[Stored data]
-- Opening Marker --

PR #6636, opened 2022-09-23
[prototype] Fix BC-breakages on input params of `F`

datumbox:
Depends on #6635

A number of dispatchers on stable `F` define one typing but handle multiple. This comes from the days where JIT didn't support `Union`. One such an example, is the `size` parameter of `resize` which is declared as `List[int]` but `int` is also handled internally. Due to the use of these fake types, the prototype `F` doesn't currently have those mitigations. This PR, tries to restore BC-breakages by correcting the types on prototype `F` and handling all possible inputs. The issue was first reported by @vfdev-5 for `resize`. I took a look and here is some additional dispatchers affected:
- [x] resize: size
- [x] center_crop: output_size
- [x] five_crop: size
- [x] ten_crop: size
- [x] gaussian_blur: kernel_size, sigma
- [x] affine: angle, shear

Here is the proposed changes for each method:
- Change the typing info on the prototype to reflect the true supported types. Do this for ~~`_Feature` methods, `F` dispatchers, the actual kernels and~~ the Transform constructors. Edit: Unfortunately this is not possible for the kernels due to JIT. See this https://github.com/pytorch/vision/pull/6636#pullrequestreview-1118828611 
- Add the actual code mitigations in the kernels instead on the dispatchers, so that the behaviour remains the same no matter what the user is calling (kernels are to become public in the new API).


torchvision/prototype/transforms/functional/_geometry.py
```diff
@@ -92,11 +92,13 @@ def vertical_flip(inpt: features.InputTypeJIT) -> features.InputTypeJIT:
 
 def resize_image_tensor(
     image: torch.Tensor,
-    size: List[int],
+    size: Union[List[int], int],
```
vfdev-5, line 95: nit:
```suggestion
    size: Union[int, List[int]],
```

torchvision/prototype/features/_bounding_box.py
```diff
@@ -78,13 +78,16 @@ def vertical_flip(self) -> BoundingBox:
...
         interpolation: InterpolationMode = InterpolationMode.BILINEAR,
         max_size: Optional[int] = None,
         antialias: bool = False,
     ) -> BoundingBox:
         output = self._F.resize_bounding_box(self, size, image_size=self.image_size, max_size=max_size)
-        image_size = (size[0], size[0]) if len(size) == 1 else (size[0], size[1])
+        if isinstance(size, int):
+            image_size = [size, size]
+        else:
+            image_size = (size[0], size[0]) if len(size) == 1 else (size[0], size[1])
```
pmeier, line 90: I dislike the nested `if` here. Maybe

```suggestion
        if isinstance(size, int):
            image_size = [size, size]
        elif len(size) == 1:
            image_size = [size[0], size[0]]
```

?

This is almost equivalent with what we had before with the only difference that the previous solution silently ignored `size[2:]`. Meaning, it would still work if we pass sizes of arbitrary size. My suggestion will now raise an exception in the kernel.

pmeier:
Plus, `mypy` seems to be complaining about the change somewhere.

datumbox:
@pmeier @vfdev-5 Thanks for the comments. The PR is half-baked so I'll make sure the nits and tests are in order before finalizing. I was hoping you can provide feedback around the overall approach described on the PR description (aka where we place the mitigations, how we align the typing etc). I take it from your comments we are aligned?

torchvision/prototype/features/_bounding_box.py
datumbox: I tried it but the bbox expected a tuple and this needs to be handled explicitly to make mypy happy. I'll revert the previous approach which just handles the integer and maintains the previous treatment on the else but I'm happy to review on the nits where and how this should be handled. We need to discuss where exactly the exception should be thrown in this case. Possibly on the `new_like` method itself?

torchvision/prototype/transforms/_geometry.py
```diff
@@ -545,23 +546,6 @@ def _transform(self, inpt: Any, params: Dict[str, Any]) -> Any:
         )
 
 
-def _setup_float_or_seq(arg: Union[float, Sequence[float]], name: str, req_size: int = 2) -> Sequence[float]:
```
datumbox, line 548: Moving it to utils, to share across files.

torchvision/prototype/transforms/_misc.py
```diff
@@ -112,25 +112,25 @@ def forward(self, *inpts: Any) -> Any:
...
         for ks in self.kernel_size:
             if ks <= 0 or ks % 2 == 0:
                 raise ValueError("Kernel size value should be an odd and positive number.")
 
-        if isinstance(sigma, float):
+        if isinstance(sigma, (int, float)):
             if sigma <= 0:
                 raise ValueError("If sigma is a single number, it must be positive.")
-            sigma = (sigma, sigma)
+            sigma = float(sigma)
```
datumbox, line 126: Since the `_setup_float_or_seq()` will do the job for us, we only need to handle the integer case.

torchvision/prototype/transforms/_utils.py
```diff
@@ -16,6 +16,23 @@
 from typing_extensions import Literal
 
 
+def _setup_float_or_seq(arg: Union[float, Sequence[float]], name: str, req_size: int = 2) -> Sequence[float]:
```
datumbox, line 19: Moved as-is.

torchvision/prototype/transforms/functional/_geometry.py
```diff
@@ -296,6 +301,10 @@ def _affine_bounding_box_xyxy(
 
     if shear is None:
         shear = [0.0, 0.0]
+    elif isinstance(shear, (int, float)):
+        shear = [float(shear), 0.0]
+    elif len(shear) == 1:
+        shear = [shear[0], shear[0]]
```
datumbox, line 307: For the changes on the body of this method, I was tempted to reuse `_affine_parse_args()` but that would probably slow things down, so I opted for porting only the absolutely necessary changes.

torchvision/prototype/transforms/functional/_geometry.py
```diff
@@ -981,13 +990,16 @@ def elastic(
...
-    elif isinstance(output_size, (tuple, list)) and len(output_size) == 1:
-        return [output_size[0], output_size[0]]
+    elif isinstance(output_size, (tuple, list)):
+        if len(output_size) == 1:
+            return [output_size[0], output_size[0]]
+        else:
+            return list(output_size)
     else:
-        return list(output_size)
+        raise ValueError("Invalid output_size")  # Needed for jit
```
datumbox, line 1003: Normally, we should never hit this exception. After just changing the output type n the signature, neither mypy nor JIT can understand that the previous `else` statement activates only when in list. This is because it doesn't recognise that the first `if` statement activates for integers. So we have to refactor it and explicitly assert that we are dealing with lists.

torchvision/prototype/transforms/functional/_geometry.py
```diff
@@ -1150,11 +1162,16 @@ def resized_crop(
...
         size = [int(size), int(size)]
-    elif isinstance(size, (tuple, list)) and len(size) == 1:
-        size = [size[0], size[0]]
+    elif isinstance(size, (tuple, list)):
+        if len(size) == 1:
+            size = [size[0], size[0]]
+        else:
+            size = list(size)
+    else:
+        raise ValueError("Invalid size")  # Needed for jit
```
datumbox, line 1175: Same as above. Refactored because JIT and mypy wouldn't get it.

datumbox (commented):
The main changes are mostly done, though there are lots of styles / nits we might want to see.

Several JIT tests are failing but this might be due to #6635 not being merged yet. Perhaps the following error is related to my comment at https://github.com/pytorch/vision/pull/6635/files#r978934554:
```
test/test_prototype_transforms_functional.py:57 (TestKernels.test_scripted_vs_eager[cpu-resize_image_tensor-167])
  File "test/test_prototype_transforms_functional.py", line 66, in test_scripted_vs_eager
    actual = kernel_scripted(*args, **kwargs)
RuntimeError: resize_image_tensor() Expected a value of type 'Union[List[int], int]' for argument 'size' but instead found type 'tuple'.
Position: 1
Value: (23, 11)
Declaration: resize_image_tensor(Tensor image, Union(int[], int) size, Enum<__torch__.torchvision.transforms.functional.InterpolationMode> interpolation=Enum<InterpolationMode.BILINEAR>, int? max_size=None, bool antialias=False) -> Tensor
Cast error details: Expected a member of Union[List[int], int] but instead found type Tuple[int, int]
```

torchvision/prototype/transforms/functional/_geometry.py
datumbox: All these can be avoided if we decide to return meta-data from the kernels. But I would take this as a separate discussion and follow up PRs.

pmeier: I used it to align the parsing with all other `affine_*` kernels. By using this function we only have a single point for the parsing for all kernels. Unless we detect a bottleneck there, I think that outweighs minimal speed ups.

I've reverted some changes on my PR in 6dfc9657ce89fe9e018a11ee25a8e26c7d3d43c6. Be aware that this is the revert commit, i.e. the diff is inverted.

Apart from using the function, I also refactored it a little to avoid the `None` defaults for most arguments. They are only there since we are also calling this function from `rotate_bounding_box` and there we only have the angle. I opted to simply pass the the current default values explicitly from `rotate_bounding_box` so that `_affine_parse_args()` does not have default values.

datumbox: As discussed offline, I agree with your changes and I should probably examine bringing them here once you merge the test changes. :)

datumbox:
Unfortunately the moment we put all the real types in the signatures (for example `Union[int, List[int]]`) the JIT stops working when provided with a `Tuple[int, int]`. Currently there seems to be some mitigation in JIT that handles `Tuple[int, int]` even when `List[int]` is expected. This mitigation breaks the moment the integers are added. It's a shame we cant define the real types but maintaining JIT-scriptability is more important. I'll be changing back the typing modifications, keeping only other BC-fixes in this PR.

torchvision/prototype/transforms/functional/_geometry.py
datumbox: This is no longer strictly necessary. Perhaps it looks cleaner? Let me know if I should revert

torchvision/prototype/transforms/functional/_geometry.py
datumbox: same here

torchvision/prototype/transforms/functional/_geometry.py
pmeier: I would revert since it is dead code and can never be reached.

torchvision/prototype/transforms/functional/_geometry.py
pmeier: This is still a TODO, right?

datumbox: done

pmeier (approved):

-- Closing Marker --

• THE TASK
Of the lines above, show those in which "make" appears.

• ANSWER BELOW
@pmeier @vfdev-5 Thanks for the comments. The PR is half-baked so I'll make sure the nits and tests are in order before finalizing. I was hoping you can provide feedback around the overall approach described on the PR description (aka where we place the mitigations, how we align the typing etc). I take it from your comments we are aligned?
datumbox: I tried it but the bbox expected a tuple and this needs to be handled explicitly to make mypy happy. I'll revert the previous approach which just handles the integer and maintains the previous treatment on the else but I'm happy to review on the nits where and how this should be handled. We need to discuss where exactly the exception should be thrown in this case. Possibly on the `new_like` method itself?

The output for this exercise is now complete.